2. Their past role names and titles
Roles and titles vary across companies. For instance, you could see both an entry-level and a different senior staff with “Associate” or “Coordinator” or vice versa and you won't be able to tell the difference without cracking your head a bit. Best not assume, and just clarify what a title means for that particular company, and its positioning on the organisation structure and hierarchy.
3. Proximity to the CEO or head of the departments
Presenting yourself as a confidante or executor for the C-suite always gets recruiters salivating and candidates know this. It becomes more crucial to better understand if the candidate did in fact have such access, the structure around it, the nature of projects entrusted with, and their frequency of direct collaboration (not just communication) with their organization’s leadership.
4. How many people they managed directly
This one applies to more senior roles. It’s quite easy to round up or add 5 more people to an otherwise smaller team just to beef up your perceived managerial and leadership skills. The bigger the team, the more you were tried and tested right? So the number of people one managed is an easy fact to misrepresent.
5. The projects they actually worked on
It is quite difficult to tell which projects on a candidate’s resume are fact or fiction. Have they actually done this or was it just on their job description, but on paper? What if they just read up on that project and decided to include it as well without actual experience? It becomes imperative to properly ascertain these projects, how long they took, and the implementation process.
6. Achievements which were a direct result of their personal contributions
This one is complex mainly because a lot of candidates may not necessarily intend to deceive, even if they end up doing so. If you were part of a team that signed a big client, it is hard to tell what exactly were your contributions in making this a reality. You may as well be the least contributing team member, but still claim that trophy like a badge of honor. Recruiters should press to understand exactly what ways a candidate’s presence in that team made a positive difference to their objectives and results.
7. Microsoft Excel Skills
Listen, I have lied about this too. Of course, once in a while, you read a story about a now successful professional who lied about their Excel skill level, got the job, and spent the whole weekend before the first day watching VLOOKUP videos on YouTube, and they actually pulled it off.
8. Fake references and contact information
Recruiters are not always diligent in conducting their reference checks.
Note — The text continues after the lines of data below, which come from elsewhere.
PR #287, opened 2018-09-11
handlebar substitutions with dynamic_template_data

steffenix:


princemaple:
Thanks @steffenix , could you rebase to the latest master (github isn't offering to merge master into this branch, maybe there is a big diff?) and provide a link to the documentation of the added feature?

princemaple:
On this page https://sendgrid.com/docs/API_Reference/Web_API_v3/Mail/index.html I don't see anything about `dynamic_template_data`. I think the feature you are trying to implement is already there? `substitutions`

steffenix:
I will see with @chakming if he can update is branch. We were looking at https://sendgrid.com/docs/ui/sending-email/how-to-send-an-email-with-dynamic-transactional-templates/

princemaple:
What's the difference between `substitutions` and `dynamic_template_data`?

steffenix:
we tried substitutions and it was not working with  transactional templates.

princemaple:
Yeah it's so weird. One version of their docs I found uses `substitutions` and I also found another version that uses `dynamic_template_data`. Since I don't use SendGrid myself, I have no idea which one is correct, or if both are needed for different situations.

steffenix:
We were confused too.

princemaple:
https://github.com/swoosh/swoosh/pull/276 isn't this commit already merged in this PR?

Issue #286, opened 2018-09-10
Add sandbox mode for sendgrid


rhnonose:
I would like to have the option to send the e-mail in a sandbox mode, more specifically for sendgrid.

So sometimes candidates will take the gamble and put fake references, or people who wouldn’t actually give a useful and detailed recommendation on their competence. Most recruiters reference-check too late in the process after already investing a lot of screening time on a candidate, they may just feel inclined to let it go unverified if their attempts to reach the references are unfruitful.
Conclusion: should you even care?
Ultimately, all these pointers should ideally be things you verify when you interview candidates. There are also tools that help you accept candidates whose CVs are already pre-authenticated by their references, so you can avoid interviewing the wrong candidates, to begin with.
I don’t believe candidates should always be automatically disqualified for misrepresenting some facts on their CVs. I mean, employers and business owners exaggerate the “family” culture in their companies or the full utility of their products and services to potential clients too. So it is possible that certain exceptions can be made in good faith.
It is important, however, to make sure you are putting in place proper checks and balances to get the most accurate and honest understanding of all your potential hires when they are still candidates. This way you avoid surprises, accurately identify opportunities for training, and ultimately avoid diluting the overall quality of your talent pool.